Ok, so you're a sorcerer, and you want to sell spells that anyone can use, but you want them to keep coming back for more. No reusable spells unless you say so. Each spell contains words that describe the effects of the spell, using logic and chemistry. This is actually the key; or, rather, the lock. Use logic to describe the spell such that it can only be used in the way you intend, which includes only being used once. The key for every method is the phrase uttered to activate the spell.

Physical Verification

Each spell, as written, should incorporate the paper on which it was written. Paper is easy to come by, but no two sheets are the same; parchment even more so. Fibers, blemishes, stains, and inconsistencies make every sheet of paper entirely unique. Thus, adding a phrase to the spell that requires the exact paper the spell was originally written on for it to function would lock the spell to that paper. If the words were copied, the paper they were copied onto would be different, ruining the spell. It may be possible to re-write the spell to remove the reference to paper, but if you're capable of doing that, you might as well write your own spells and save yourself the time and effort.

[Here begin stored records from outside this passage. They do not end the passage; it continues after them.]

PR #4152, opened 2024-12-11
fix: root class must be retrieved if root class

gabrielfs7:
# Goal

- In case class is root class, use this to filter out translations

### DIFF
--- a/models/classes/GenerisTreeFactory.php
+++ b/models/classes/GenerisTreeFactory.php
@@ -364,7 +364,7 @@ class GenerisTreeFactory
         $mainClass = array_pop($parentClassIds);
 
         return in_array(
-            $mainClass,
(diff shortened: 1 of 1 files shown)


models/classes/GenerisTreeFactory.php
```diff
@@ -364,7 +364,7 @@ private function mustFilterTranslations(core_kernel_classes_Class $class): bool
         $mainClass = array_pop($parentClassIds);
 
         return in_array(
-            $mainClass,
+            $mainClass ?? $class->getUri(),
```
shpran, line 367: We can remove lines `363-364` and use the following code here:
```suggestion
            $class->getRootId() ?? $class->getUri(),
```

shpran (approved):

PR #4158, opened 2024-12-24
fix: update original test after sync metadata

gabrielfs7:
https://oat-sa.atlassian.net/browse/ADF-1855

The pros of this method is that absolutely, positively no one will copy your spell. If they understand it, they won't need to; if they don't, they won't be able to decipher it. Either way, rather than copying the spell, they would need to write a new, slightly different spell to make it work.

The cons are that this spell will be unique for every sheet it's printed on, and as such will take time to write each one individually.

Encryption and Remote Verification

Each spell, when written, is encoded with a special key phrase, randomly generated for each. The characters of the original spell, once decoded by the phrase, automatically activate. To a user, it will appear that the words are activated by the phrase. Without decrypting the spell, it's just a jumble of letters that mean nothing. This version is easily transferred from one paper to another; however, it remains a single-use spell. The key is the locked spell. Part of the locked spell describes a small object being destroyed; a specific pebble, for instance. Once the unlock phrase is used, the actual spell is unscrambled and activated, destroying the pebble before completing the spell. Once the pebble is destroyed, the spell cannot activate again.

The pros for this method are that the spell is double-encoded; not only will the single-use pebble keep the spell from being used more than once, the spell itself is hidden behind encryption.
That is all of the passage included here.